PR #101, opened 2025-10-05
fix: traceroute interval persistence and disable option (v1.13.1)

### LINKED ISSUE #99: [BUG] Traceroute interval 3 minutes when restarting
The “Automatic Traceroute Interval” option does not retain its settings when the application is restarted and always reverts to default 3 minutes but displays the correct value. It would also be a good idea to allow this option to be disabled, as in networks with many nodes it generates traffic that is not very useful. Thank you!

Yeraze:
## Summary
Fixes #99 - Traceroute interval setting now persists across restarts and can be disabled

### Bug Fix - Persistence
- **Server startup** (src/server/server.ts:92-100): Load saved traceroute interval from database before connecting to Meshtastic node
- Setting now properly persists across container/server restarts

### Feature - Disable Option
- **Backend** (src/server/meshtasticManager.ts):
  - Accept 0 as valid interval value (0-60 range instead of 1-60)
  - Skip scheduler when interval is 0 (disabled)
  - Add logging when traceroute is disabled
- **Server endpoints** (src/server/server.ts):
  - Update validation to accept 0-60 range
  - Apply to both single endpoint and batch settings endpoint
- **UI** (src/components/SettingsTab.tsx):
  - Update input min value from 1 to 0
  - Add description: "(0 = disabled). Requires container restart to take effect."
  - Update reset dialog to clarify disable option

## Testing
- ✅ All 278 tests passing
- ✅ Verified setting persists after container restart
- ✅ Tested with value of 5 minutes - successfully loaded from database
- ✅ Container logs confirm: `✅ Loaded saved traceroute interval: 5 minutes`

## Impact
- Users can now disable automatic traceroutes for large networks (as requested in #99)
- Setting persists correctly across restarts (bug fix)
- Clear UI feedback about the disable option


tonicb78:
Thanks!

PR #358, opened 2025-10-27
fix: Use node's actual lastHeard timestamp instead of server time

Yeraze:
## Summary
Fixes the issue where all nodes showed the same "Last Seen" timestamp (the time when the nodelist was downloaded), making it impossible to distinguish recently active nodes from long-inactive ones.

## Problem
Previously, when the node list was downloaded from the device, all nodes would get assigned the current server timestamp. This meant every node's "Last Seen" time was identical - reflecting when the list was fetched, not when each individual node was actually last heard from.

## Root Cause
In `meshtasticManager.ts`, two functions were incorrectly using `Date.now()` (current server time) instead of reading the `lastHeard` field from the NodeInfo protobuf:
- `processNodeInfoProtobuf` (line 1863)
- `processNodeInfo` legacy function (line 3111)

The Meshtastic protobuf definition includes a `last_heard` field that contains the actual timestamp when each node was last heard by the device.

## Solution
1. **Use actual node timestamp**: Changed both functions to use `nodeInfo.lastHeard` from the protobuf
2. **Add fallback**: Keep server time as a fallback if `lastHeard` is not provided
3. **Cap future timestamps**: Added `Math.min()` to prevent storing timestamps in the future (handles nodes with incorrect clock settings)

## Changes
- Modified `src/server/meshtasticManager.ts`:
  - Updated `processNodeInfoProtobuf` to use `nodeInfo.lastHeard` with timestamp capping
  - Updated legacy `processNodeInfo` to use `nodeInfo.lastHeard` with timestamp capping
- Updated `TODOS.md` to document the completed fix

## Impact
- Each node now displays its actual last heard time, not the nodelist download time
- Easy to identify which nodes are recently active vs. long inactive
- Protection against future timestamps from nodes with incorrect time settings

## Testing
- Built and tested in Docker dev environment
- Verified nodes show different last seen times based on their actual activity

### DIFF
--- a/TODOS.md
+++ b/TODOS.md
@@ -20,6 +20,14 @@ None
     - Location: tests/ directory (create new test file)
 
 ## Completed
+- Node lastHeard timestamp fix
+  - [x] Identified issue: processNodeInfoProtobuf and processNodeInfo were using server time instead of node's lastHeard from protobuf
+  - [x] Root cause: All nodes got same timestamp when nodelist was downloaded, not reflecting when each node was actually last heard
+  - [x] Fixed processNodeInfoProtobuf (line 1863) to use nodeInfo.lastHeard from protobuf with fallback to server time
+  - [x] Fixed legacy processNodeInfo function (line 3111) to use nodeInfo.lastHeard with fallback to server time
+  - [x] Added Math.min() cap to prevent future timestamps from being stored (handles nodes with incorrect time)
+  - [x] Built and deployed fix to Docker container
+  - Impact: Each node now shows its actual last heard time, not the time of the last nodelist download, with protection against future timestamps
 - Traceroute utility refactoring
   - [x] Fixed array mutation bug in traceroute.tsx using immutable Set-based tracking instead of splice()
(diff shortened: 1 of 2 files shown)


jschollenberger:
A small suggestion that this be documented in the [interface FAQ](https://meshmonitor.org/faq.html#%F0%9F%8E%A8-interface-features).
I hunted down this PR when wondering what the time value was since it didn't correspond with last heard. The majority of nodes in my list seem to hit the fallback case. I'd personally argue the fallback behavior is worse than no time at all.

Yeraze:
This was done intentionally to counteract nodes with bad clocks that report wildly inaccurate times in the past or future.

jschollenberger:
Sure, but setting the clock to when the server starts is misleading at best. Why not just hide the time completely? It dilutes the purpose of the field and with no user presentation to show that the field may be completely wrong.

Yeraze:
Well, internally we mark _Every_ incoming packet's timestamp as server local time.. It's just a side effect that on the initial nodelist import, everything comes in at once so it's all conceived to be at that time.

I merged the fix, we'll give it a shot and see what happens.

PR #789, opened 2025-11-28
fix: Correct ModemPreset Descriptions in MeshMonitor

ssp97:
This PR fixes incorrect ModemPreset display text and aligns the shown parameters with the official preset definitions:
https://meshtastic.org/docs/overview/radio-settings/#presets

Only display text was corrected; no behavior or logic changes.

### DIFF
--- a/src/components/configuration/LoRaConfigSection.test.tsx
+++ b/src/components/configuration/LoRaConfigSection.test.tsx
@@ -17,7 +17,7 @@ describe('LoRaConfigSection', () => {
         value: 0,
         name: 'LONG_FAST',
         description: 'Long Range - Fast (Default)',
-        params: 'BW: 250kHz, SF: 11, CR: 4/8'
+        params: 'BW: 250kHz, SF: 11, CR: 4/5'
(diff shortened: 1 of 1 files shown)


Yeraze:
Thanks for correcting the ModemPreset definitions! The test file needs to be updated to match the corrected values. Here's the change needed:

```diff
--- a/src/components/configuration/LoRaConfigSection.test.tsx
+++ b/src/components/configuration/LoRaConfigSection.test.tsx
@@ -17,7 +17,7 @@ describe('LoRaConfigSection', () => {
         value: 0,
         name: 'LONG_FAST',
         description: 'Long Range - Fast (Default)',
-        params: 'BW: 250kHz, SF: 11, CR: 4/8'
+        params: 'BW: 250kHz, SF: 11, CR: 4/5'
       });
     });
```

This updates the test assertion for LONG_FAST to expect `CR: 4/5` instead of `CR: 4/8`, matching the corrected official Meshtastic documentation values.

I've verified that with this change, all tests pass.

- **Task requirements**: Whatever appears in the listing should be copied exactly and completely.

- **Result of this exercise**:
PR #101, opened 2025-10-05
fix: traceroute interval persistence and disable option (v1.13.1)

### LINKED ISSUE #99: [BUG] Traceroute interval 3 minutes when restarting
The “Automatic Traceroute Interval” option does not retain its settings when the application is restarted and always reverts to default 3 minutes but displays the correct value. It would also be a good idea to allow this option to be disabled, as in networks with many nodes it generates traffic that is not very useful. Thank you!

Yeraze:
## Summary
Fixes #99 - Traceroute interval setting now persists across restarts and can be disabled

### Bug Fix - Persistence
- **Server startup** (src/server/server.ts:92-100): Load saved traceroute interval from database before connecting to Meshtastic node
- Setting now properly persists across container/server restarts

### Feature - Disable Option
- **Backend** (src/server/meshtasticManager.ts):
  - Accept 0 as valid interval value (0-60 range instead of 1-60)
  - Skip scheduler when interval is 0 (disabled)
  - Add logging when traceroute is disabled
- **Server endpoints** (src/server/server.ts):
  - Update validation to accept 0-60 range
  - Apply to both single endpoint and batch settings endpoint
- **UI** (src/components/SettingsTab.tsx):
  - Update input min value from 1 to 0
  - Add description: "(0 = disabled). Requires container restart to take effect."
  - Update reset dialog to clarify disable option

## Testing
- ✅ All 278 tests passing
- ✅ Verified setting persists after container restart
- ✅ Tested with value of 5 minutes - successfully loaded from database
- ✅ Container logs confirm: `✅ Loaded saved traceroute interval: 5 minutes`

## Impact
- Users can now disable automatic traceroutes for large networks (as requested in #99)
- Setting persists correctly across restarts (bug fix)
- Clear UI feedback about the disable option


tonicb78:
Thanks!

PR #358, opened 2025-10-27
fix: Use node's actual lastHeard timestamp instead of server time

Yeraze:
## Summary
Fixes the issue where all nodes showed the same "Last Seen" timestamp (the time when the nodelist was downloaded), making it impossible to distinguish recently active nodes from long-inactive ones.

## Problem
Previously, when the node list was downloaded from the device, all nodes would get assigned the current server timestamp. This meant every node's "Last Seen" time was identical - reflecting when the list was fetched, not when each individual node was actually last heard from.

## Root Cause
In `meshtasticManager.ts`, two functions were incorrectly using `Date.now()` (current server time) instead of reading the `lastHeard` field from the NodeInfo protobuf:
- `processNodeInfoProtobuf` (line 1863)
- `processNodeInfo` legacy function (line 3111)

The Meshtastic protobuf definition includes a `last_heard` field that contains the actual timestamp when each node was last heard by the device.

## Solution
1. **Use actual node timestamp**: Changed both functions to use `nodeInfo.lastHeard` from the protobuf
2. **Add fallback**: Keep server time as a fallback if `lastHeard` is not provided
3. **Cap future timestamps**: Added `Math.min()` to prevent storing timestamps in the future (handles nodes with incorrect clock settings)

## Changes
- Modified `src/server/meshtasticManager.ts`:
  - Updated `processNodeInfoProtobuf` to use `nodeInfo.lastHeard` with timestamp capping
  - Updated legacy `processNodeInfo` to use `nodeInfo.lastHeard` with timestamp capping
- Updated `TODOS.md` to document the completed fix

## Impact
- Each node now displays its actual last heard time, not the nodelist download time
- Easy to identify which nodes are recently active vs. long inactive
- Protection against future timestamps from nodes with incorrect time settings

## Testing
- Built and tested in Docker dev environment
- Verified nodes show different last seen times based on their actual activity

### DIFF
--- a/TODOS.md
+++ b/TODOS.md
@@ -20,6 +20,14 @@ None
     - Location: tests/ directory (create new test file)
 
 ## Completed
+- Node lastHeard timestamp fix
+  - [x] Identified issue: processNodeInfoProtobuf and processNodeInfo were using server time instead of node's lastHeard from protobuf
+  - [x] Root cause: All nodes got same timestamp when nodelist was downloaded, not reflecting when each node was actually last heard
+  - [x] Fixed processNodeInfoProtobuf (line 1863) to use nodeInfo.lastHeard from protobuf with fallback to server time
+  - [x] Fixed legacy processNodeInfo function (line 3111) to use nodeInfo.lastHeard with fallback to server time
+  - [x] Added Math.min() cap to prevent future timestamps from being stored (handles nodes with incorrect time)
+  - [x] Built and deployed fix to Docker container
+  - Impact: Each node now shows its actual last heard time, not the time of the last nodelist download, with protection against future timestamps
 - Traceroute utility refactoring
   - [x] Fixed array mutation bug in traceroute.tsx using immutable Set-based tracking instead of splice()
(diff shortened: 1 of 2 files shown)


jschollenberger:
A small suggestion that this be documented in the [interface FAQ](https://meshmonitor.org/faq.html#%F0%9F%8E%A8-interface-features).
I hunted down this PR when wondering what the time value was since it didn't correspond with last heard. The majority of nodes in my list seem to hit the fallback case. I'd personally argue the fallback behavior is worse than no time at all.

Yeraze:
This was done intentionally to counteract nodes with bad clocks that report wildly inaccurate times in the past or future.

jschollenberger:
Sure, but setting the clock to when the server starts is misleading at best. Why not just hide the time completely? It dilutes the purpose of the field and with no user presentation to show that the field may be completely wrong.

Yeraze:
Well, internally we mark _Every_ incoming packet's timestamp as server local time.. It's just a side effect that on the initial nodelist import, everything comes in at once so it's all conceived to be at that time.

I merged the fix, we'll give it a shot and see what happens.

PR #789, opened 2025-11-28
fix: Correct ModemPreset Descriptions in MeshMonitor

ssp97:
This PR fixes incorrect ModemPreset display text and aligns the shown parameters with the official preset definitions:
https://meshtastic.org/docs/overview/radio-settings/#presets

Only display text was corrected; no behavior or logic changes.

### DIFF
--- a/src/components/configuration/LoRaConfigSection.test.tsx
+++ b/src/components/configuration/LoRaConfigSection.test.tsx
@@ -17,7 +17,7 @@ describe('LoRaConfigSection', () => {
         value: 0,
         name: 'LONG_FAST',
         description: 'Long Range - Fast (Default)',
-        params: 'BW: 250kHz, SF: 11, CR: 4/8'
+        params: 'BW: 250kHz, SF: 11, CR: 4/5'
(diff shortened: 1 of 1 files shown)


Yeraze:
Thanks for correcting the ModemPreset definitions! The test file needs to be updated to match the corrected values. Here's the change needed:

```diff
--- a/src/components/configuration/LoRaConfigSection.test.tsx
+++ b/src/components/configuration/LoRaConfigSection.test.tsx
@@ -17,7 +17,7 @@ describe('LoRaConfigSection', () => {
         value: 0,
         name: 'LONG_FAST',
         description: 'Long Range - Fast (Default)',
-        params: 'BW: 250kHz, SF: 11, CR: 4/8'
+        params: 'BW: 250kHz, SF: 11, CR: 4/5'
       });
     });
```

This updates the test assertion for LONG_FAST to expect `CR: 4/5` instead of `CR: 4/8`, matching the corrected official Meshtastic documentation values.

I've verified that with this change, all tests pass.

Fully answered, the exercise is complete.